One interesting thing is that so far all the companies I have checked that I have invested in, both in my investment portfolio and our SMSF, have looked ok now that I look back in hindsight at their cash flow statements.


----------



## VSntchr (7 October 2014)

McLovin said:


> Once you get your head around fcf (I don't think you ever master it because it's very much an art) you get a pretty good insight into why NVT business model is so wonderful.




Reading your first post in this thread instantly brought NVT to mind. Missing the "cost" of growth here might have resulted in an under-valuation!


As for forgetting about the cost of growth, a perfect example is when you see the army of rampers on HC talking about valuations for stocks like AHZ (and similar) in the $1.00+ range. It's easy to use a valuation model to project out big increases in revenue and margin expansion - but this comes at a cost.

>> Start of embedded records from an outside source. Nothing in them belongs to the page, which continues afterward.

PR #57, opened 2021-01-12
Prometheus federation example

atoulme:
Add an example showing how to use the OpenTelemetry collector to collect metrics from a Prometheus server.

This example currently works well with the latest code of opentelemetry-collector-contrib (after the merge of https://github.com/open-telemetry/opentelemetry-collector-contrib/pull/1949), and will require a new release before they work here.


jrcamp:
If it lands in https://github.com/open-telemetry/opentelemetry-collector-contrib/pull/2007 in contrib I don't think we want it duplicated here as they risk getting out of sync. (There's perhaps an issue of discoverability of things that are in contrib repo but that applies to our docs as a whole.)

atoulme:
This example is vendor-specific as it introduces a Splunk instance, and that is quite useful to show. The example in the opentelemetry repository logs all metrics to stdout.

examples/prometheus-federation/prom-counter/main.go
```diff
@@ -0,0 +1,64 @@
...
+	meter.RecordBatch(ctx,
+		commonLabels,
+		valueRecorder.Measurement(counter))
+	c := make(chan os.Signal, 1)
+	signal.Notify(c, os.Interrupt, syscall.SIGTERM, syscall.SIGQUIT)
+	ticker := time.NewTicker(1 * time.Second)
+	for {
+		select {
+		case <-ticker.C:
+			time.Sleep(1 * time.Second)
```
rmfitzpatrick, line 52: Same question as https://github.com/signalfx/splunk-otel-collector/pull/65#discussion_r563989525

rmfitzpatrick (approved):

examples/prometheus-federation/prom-counter/main.go
atoulme: Removed.

flands (approved):
LGTM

The costs involve, as McLovin pointed out, working capital expansion - you will need to hold more inventory etc.
PPE - you will need more infrastructure to support your business in the form of manafacturing/warehouse/distribution lines.
Intangibles - these may be developed internally, or acquired. Either way, they are a real cost of the business and need to be accounted for. For example, as the business grows you will need to employ a better software system that ensures all proper inventory/workforce/scheduling management.

These are just a few off the top of my head that are relevant considerations with regard to the costs of growth, a good area to explore within the Cash Flow realm that McLovin has highlighted.

This area is looking more into the forecasting of FCF, looking at past FCF is the best place to start learning -remembering that the end-goal is to be able to get a thorough enough understanding of each business and the way cash moves around so that you can have decent guestimations at what is going to happen in following periods.


----------



## luutzu (7 October 2014)

McLovin said:


> You can get some idea of growth potential and cost from ROIC. For example, at 30% ROIC, retaining 50% will grow earnings at 15%. That'll give you some ballpark number of what each incremental $ invested will generate. Remember that if the firm is levered then you need to adjust for that in the fcf. Sorry, it starts to get a bit like a bowl of spaghetti.
> 
> Have a look here http://people.stern.nyu.edu/adamodar/pdfiles/ovhds/dam2ed/cashflows.pdf
> 
> ...




hi McLovin,

With that limit of growth formula, or growth potential, sustainable growth... I've come across it before, from various sources... although they use the ROE instead of ROIC - same thing I guess;

So a company's growth potential = ROE x % of retained earnings.... 

Issue I have is from the examples they showed, it doesn't work out that way.. and from my own thinking, which isn't worth much, but I don't see it working like that either.

From what I understand and how I define growth... It's growth in profit, as measured by ROE - how much profit can the equity holder get, or how much return is from invested capital.... 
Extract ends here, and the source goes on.